Reader question: What should I do if I haven’t received Austrian government’s €500 payment?

People in Austria have faced a rising cost of living but should now be getting a €500 payment from the government. What if yours hasn't arrived yet?

Austria is facing increasing inflation, brought mainly by the rising energy and fuel costs, and people have also felt it as even essential goods such as food have become more expensive.

The federal government announced several measures to try and cushion or contain the rising prices, from bonus payments to a cap on electricity prices, as The Local reported.

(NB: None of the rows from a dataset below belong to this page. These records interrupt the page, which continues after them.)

PR #1559, opened 2020-07-24
JSUI-3021 Made `SmartSnippet` compatible with IE11

btaillon:
https://coveord.atlassian.net/browse/JSUI-3021

### DIFF
--- a/sass/_SmartSnippet.scss
+++ b/sass/_SmartSnippet.scss
@@ -1,13 +1,15 @@
 @import 'Variables';
 
-@mixin pointer($size, $offsetY) {
+@mixin pointer($size, $offsetX, $offsetY) {
   position: relative;
-  &::before {
-    content: '';
-    display: inline-block;
+  &::before,
+  &:before {
+    content: ' ';
     position: absolute;
-    top: $size / 2 + $offsetY;
-    @include triangle($size, $color-blue-background, up);
+    width: $size;
+    height: $size;
+    transform: translate(-$size / 2 + $offsetX, -$size / 2 + $offsetY) rotate(45deg);
+    background-color: $color-blue-background;
   }
 }
 
@@ -84,7 +86,7 @@
         &-icon {
           display: inline-block;
           width: 24px;
-          transform: translateY(1px);
+          height: 14px;
         }
       }
     }
@@ -130,6 +132,7 @@
 
     @at-root .coveo-user-feedback-banner-buttons {
       display: flex;
+      overflow: visible;
 
       button {
         border: none;
@@ -140,6 +143,7 @@
         align-items: center;
         fill: $color-dark-grey;
         color: $color-dark-grey;
+        overflow: visible;
         cursor: pointer;
 
         &:hover {
@@ -164,7 +168,8 @@
 
         @at-root .coveo-user-feedback-banner-button-active {
           .coveo-user-feedback-banner-thanks-icon {
-            @include pointer($icon-size, 3px);
+            overflow: visible;
+            @include pointer($icon-size, $icon-size / 2, $icon-size * 1.57 + 5px);
           }
 
           &.coveo-user-feedback-banner-yes-button {
--- a/sass/_SmartSnippet.scss
+++ b/sass/_SmartSnippet.scss
@@ -1,15 +1,13 @@
 @import 'Variables';
 
-@mixin pointer($size, $offsetX, $offsetY) {
+@mixin pointer($size, $offsetY) {
   position: relative;
-  &::before,
-  &:before {
+  &::before {
     content: ' ';
+    display: inline-block;
     position: absolute;
-    width: $size;
-    height: $size;
-    transform: translate(-$size / 2 + $offsetX, -$size / 2 + $offsetY) rotate(45deg);
-    background-color: $color-blue-background;
+    top: $size / 2 + $offsetY;
+    @include triangle($size, $color-blue-background, up);
   }
 }
 
@@ -169,7 +167,7 @@
         @at-root .coveo-user-feedback-banner-button-active {
           .coveo-user-feedback-banner-thanks-icon {
             overflow: visible;
-            @include pointer($icon-size, $icon-size / 2, $icon-size * 1.57 + 5px);
+            @include pointer($icon-size, 3px);
           }
 
           &.coveo-user-feedback-banner-yes-button {
--- a/src/misc/AttachShadowPolyfill.ts
+++ b/src/misc/AttachShadowPolyfill.ts
@@ -1,10 +1,7 @@
 import { $$ } from '../utils/Dom';
 import 'styling/_AttachShadowPolyfill';
 
-export async function attachShadow(element: HTMLElement, init: ShadowRootInit): Promise<ShadowRoot | HTMLElement> {
-  if (element.attachShadow) {
-    return element.attachShadow(init);
-  }
+export async function attachShadow(element: HTMLElement, init: ShadowRootInit): Promise<HTMLElement> {
   const iframe = $$('iframe', { className: 'coveo-shadow-iframe', scrolling: 'no' }).el as HTMLIFrameElement;
   const onLoad = new Promise(resolve => iframe.addEventListener('load', () => resolve()));
   element.appendChild(iframe);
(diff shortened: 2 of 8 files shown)


sass/_SmartSnippet.scss
```diff
@@ -1,13 +1,15 @@
...
   position: relative;
-  &::before {
-    content: '';
-    display: inline-block;
+  &::before,
+  &:before {
+    content: ' ';
     position: absolute;
-    top: $size / 2 + $offsetY;
-    @include triangle($size, $color-blue-background, up);
```
btaillon, line 10: Unfortunately, `triangle`'s borders wouldn't render on IE11.

sass/_SmartSnippet.scss
```diff
@@ -84,7 +86,7 @@
         &-icon {
           display: inline-block;
           width: 24px;
-          transform: translateY(1px);
+          height: 14px;
```
btaillon, line 89: IE11 can't infer the height of an SVG image based on its width.

sass/_SmartSnippet.scss
```diff
@@ -164,7 +168,8 @@
 
         @at-root .coveo-user-feedback-banner-button-active {
           .coveo-user-feedback-banner-thanks-icon {
-            @include pointer($icon-size, 3px);
+            overflow: visible;
```
btaillon, line 171: Implicitly, IE11 assumed `overflow: hidden;`.

src/misc/AttachShadowPolyfill.ts
```diff
@@ -0,0 +1,43 @@
+import { $$ } from '../utils/Dom';
+import 'styling/_AttachShadowPolyfill';
+
+export async function attachShadow(element: HTMLElement, init: ShadowRootInit): Promise<ShadowRoot | HTMLElement> {
+  if (element.attachShadow) {
+    return element.attachShadow(init);
+  }
```
btaillon, line 7: On any browser other than IE11, `attachShadow` will be used instead of an iframe.

src/misc/AttachShadowPolyfill.ts
```diff
@@ -0,0 +1,43 @@
...
+  const iframe = $$('iframe', { className: 'coveo-shadow-iframe', scrolling: 'no' }).el as HTMLIFrameElement;
+  const onLoad = new Promise(resolve => iframe.addEventListener('load', () => resolve()));
+  element.appendChild(iframe);
+  await onLoad;
```
btaillon, line 11: Until the `load` event is called, `iframe.contentDocument` is `null`.

src/misc/AttachShadowPolyfill.ts
```diff
@@ -0,0 +1,43 @@
...
+
+  const iframeBody = iframe.contentDocument.body as HTMLBodyElement;
+  iframeBody.style.margin = '0';
+  inheritStyle(iframeBody, document.body, ['fontFamily', 'fontSize', 'fontWeight']);
```
btaillon, line 15: The shadowDOM appears to inherit a few styles and looks better from it. Without this function, the font in the iframe is `Times New Roman` and looks too large.

src/misc/AttachShadowPolyfill.ts
```diff
@@ -0,0 +1,43 @@
...
+  const shadowRoot = $$('div').el;
+  iframeBody.appendChild(shadowRoot);
+  autoUpdateHeight(iframe, shadowRoot);
```
btaillon, line 18: While the shadowDOM gets resized like a normal element, iframes have a fixed size and need javascript to be resized based on the size of their content.

src/ui/SmartSnippet/HeightLimiter.ts
```diff
@@ -65,8 +65,8 @@ export class HeightLimiter {
 
   private updateActiveAppearance() {
     const shouldBeActive = this.contentHeight > this.heightLimit;
-    this.containerElement.classList.toggle(CONTAINER_ACTIVE_CLASSNAME, shouldBeActive);
-    this.button.classList.toggle(BUTTON_ACTIVE_CLASSNAME, shouldBeActive);
+    $$(this.containerElement).toggleClass(CONTAINER_ACTIVE_CLASSNAME, shouldBeActive);
```
btaillon, line 68: On IE11, it looks like the second parameter of `classList.toggle` is ignored.

src/misc/AttachShadowPolyfill.ts
```diff
@@ -0,0 +1,43 @@
...
+  if (init.mode === 'open') {
+    Object.defineProperty(element, 'shadowRoot', { get: () => shadowRoot });
+  }
+
+  return shadowRoot;
+}
+
+function autoUpdateHeight(elementToResize: HTMLElement, content: HTMLElement) {
+  const heightObserver = new MutationObserver(() => {
```
olamothe, line 27: Mutation observer is well supported in IE11 ?

src/ui/SmartSnippet/SmartSnippet.ts
```diff
@@ -202,7 +208,13 @@ export class SmartSnippet extends Component {
     if (lastRenderedResult) {
       this.renderSource(lastRenderedResult);
     }
-    this.heightLimiter.onContentHeightChanged();
+    this.shadowLoading.then(async () => {
+      if (!this.shadowContainer.attachShadow) {
```
olamothe, line 212: I'd prefer a `isIECompatibility` or something similar, extracted as a function name (so that it's more explicit that this is a workaround for IE11)

src/misc/AttachShadowPolyfill.ts
olamothe: Would it be possible that we need to add more style to inherit depending on each client ?

Or would that list stays static like this ?

src/misc/AttachShadowPolyfill.ts
btaillon: That surprised me as well. It's not supported prior to IE11, but it's supported in IE11.

src/ui/SmartSnippet/SmartSnippet.ts
btaillon: Good point, I'll introduce `isShadowDomCompatible`.

btaillon:
@olamothe It would be possible that we'd need to add more styles, but there wouldn't be much subjectivity to it: we'd only add styles if they are inherited in the ShadowDOM by default. 

Alternatively, we could disable the inherited styles for the normal ShadowDOM and remove this list from the polyfill.

src/misc/AttachShadowPolyfill.ts
samisayegh: What are the benefits of using two different rendering approaches? Could it be simpler to just use an iframe since it is supported in all browsers? I think that would remove shadow checks in this file and the next.

sass/_SmartSnippet.scss
samisayegh: Would it be possible to reuse the `triangle` mixin and then add a single line adding a border?

btaillon: Well, I tested again with the original triangle and now it works?? I'll revert to using the `triangle` mixin.

src/misc/AttachShadowPolyfill.ts
btaillon: Good point, I'll make it always use iframes.

src/misc/AttachShadowPolyfill.ts
btaillon: It would be possible to add more styles to inherit, but it would probably be more practical for clients to redefine those styles in the embedded style.

Either way, since `iframe` is becoming the default, I'm going to remove style inheritance.

src/ui/SmartSnippet/SmartSnippet.ts
btaillon: Edit: since `iframe` is becoming the default, this change isn't necessary anymore.

strings/strings.json
```diff
@@ -7600,5 +7600,9 @@
   "UsefulnessFeedbackReason": {
     "en": "Reason",
     "fr": "Raison"
+  },
+  "AnswerSnippet": {
+    "en": "Answer to your question",
+    "fr": "Réponse à votre question"
   }
```
btaillon, line 7607: @fbeaudoincoveo This string is read vocally by accessibility tools when users select the answer snippet.

fbeaudoincoveo: LGTM!

PR #1560, opened 2020-07-27
JSUI-3025 Improved looks and accessibility of `ExplanationModal`

btaillon:
https://coveord.atlassian.net/browse/JSUI-3025

# Details
This PR aims to improve the looks of `ExplanationModal` and makes it slightly more accessible.

* For the purpose of accessibility, the orange used had to be darker.
* Although the original close button on the top right corner isn't visible due to being replaced with the "Cancel" button, it's still focusable with the keyboard.

# Screenshots
## With full width and details disabled
image

## With full width and details enabled
image

## With full width and details focused
image

## With small screen width
image

### DIFF
--- a/sass/_Variables.scss
+++ b/sass/_Variables.scss
@@ -27,8 +27,7 @@ $color-light-greyish-blue: #9cb4cb;
 // Coveo Partners Colors
 $color-coveo-for-sitecore: #dc291e;
 $color-coveo-for-salesforce: #009ddc;
-$color-green: #4caf50;
-$color-dark-green: #3a833c;
+$color-green: #3a833c;
 $color-red: #cc0d00;
 $color-orange: #c65306;
 $color-active-orange: #943e05;
--- a/sass/_Variables.scss
+++ b/sass/_Variables.scss
@@ -24,13 +24,14 @@ $color-light-grey: #bcc3ca;
 $color-blueish-white-grey: #e6ecf0;
 $color-blueish-white: #f7f8f9;
 $color-light-greyish-blue: #9cb4cb;
-$color-disabled-grey: #ddd;
 // Coveo Partners Colors
 $color-coveo-for-sitecore: #dc291e;
 $color-coveo-for-salesforce: #009ddc;
 $color-green: #4caf50;
-$color-dark-green: hsl(122, 39%, 37%);
+$color-dark-green: #3a833c;
 $color-red: #cc0d00;
+$color-orange: #c65306;
+$color-active-orange: #943e05;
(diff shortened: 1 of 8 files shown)


sass/_Variables.scss
```diff
@@ -24,13 +24,14 @@ $color-light-grey: #bcc3ca;
 $color-blueish-white-grey: #e6ecf0;
 $color-blueish-white: #f7f8f9;
 $color-light-greyish-blue: #9cb4cb;
-$color-disabled-grey: #ddd;
 // Coveo Partners Colors
 $color-coveo-for-sitecore: #dc291e;
 $color-coveo-for-salesforce: #009ddc;
 $color-green: #4caf50;
-$color-dark-green: hsl(122, 39%, 37%);
+$color-dark-green: #3a833c;
```
btaillon, line 31: `#3a833c` is the equivalent color of `hsl(122, 39%, 37%)`

sass/_Variables.scss
```diff
@@ -24,13 +24,14 @@ $color-light-grey: #bcc3ca;
...
 $color-red: #cc0d00;
+$color-orange: #c65306;
```
btaillon, line 33: The color from the design is `#f28134`, but its contrast ratio against white is way too low:`2.63:1`, under the minimum `4.5:1`.
`#c65306` has a contrast ratio against white of `4.52:1`.

sass/_Variables.scss
```diff
@@ -24,13 +24,14 @@ $color-light-grey: #bcc3ca;
...
+$color-active-orange: #943e05;
```
btaillon, line 34: `#943e05` has a lightness 10% under the lightness of `#c65306`.

sass/_Variables.scss
olamothe: For these colors, I'd prefer if we were able to use the "same orange for everything, same green for everything etc..". Meaning, changing the old color value instead of adding a new one.

Unless it creates too much of a drastic changes, or create new accessibility problem.
eg: the old orange is used is a different place with a different background (not white) which makes it too hard to see.

But, if that's not the case, I'd prefer if we adapted the old color.

btaillon:
@olamothe Good point. I'll check out where else those variables are used and see if I can safely update them without causing ugly results.

sass/_Variables.scss
btaillon: Good point. I just checked and this green is only used for the default radio buttons, meaning that this change would also improve accessibility as a bonus.

I'll change the default green.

One of the most significant measures for the population is the one-off €500 payment known as the “climate and anti-inflation bonus”, or Klimabonus, for short.

Every single person who has legally lived in Austria for at least 183 days in the year is entitled to it – people under 18 years old qualify for a €250 payment.

READ ALSO: When will Austria make the €500 anti-inflation payment and how do I get it?

The government has said that payments would be paid “from the beginning of September”. Still, two weeks into the month, many people still haven’t gotten it.

What should I do if I haven’t received it yet?

The short answer is: wait a while. Payments were meant to start from the beginning of the month, but that doesn’t mean everyone would receive them on September 1st.

In fact, hundreds of thousands will have to wait until the end of the first week of October, public broadcaster ORF reported.

According to the Linz IT company Programmierfabrik, which programmed the database behind the system, the payments are ongoing. Managing director Wilfried Seyruck said: “We have been making 300,000 transfers every day since September 5th.

READ ALSO: How could Austria’s new electricity price brake benefit you?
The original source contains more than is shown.